[Collection entries]
★ ★ ★

PR #1494, opened 2020-08-13
lfence after memory validation

eddyashton:
When our `oe_is_within_enclave` checks fail, it is possible for speculative execution to reveal enclave data past the execution point. While we run these checks at initialisation and are unlikely to have any interesting secrets at this time, its best to be sure. So I'm adding lfences to prevent speculative execution over these boundaries.

### DIFF
--- a/src/enclave/main.cpp
+++ b/src/enclave/main.cpp
@@ -71,7 +71,7 @@ extern "C"
     }
 
     // Check that where we expect arguments to be in host-memory, they really
-    // are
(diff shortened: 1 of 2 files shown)


achamayou:
@eddyashton that seems redundant with the Spectre mitigations we get from LLVM. Am I missing something?

I'd rather we switched to pass the struct by deepcopy (which the EDL now supports I believe), and got rid of the usercheck if possible.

★ ★ ★

### Required action
Your job is to restate all of the data word for word.

### Solution
PR #1494, opened 2020-08-13
lfence after memory validation

eddyashton:
When our `oe_is_within_enclave` checks fail, it is possible for speculative execution to reveal enclave data past the execution point. While we run these checks at initialisation and are unlikely to have any interesting secrets at this time, its best to be sure. So I'm adding lfences to prevent speculative execution over these boundaries.

### DIFF
--- a/src/enclave/main.cpp
+++ b/src/enclave/main.cpp
@@ -71,7 +71,7 @@ extern "C"
     }
 
     // Check that where we expect arguments to be in host-memory, they really
-    // are
(diff shortened: 1 of 2 files shown)


achamayou:
@eddyashton that seems redundant with the Spectre mitigations we get from LLVM. Am I missing something?

I'd rather we switched to pass the struct by deepcopy (which the EDL now supports I believe), and got rid of the usercheck if possible.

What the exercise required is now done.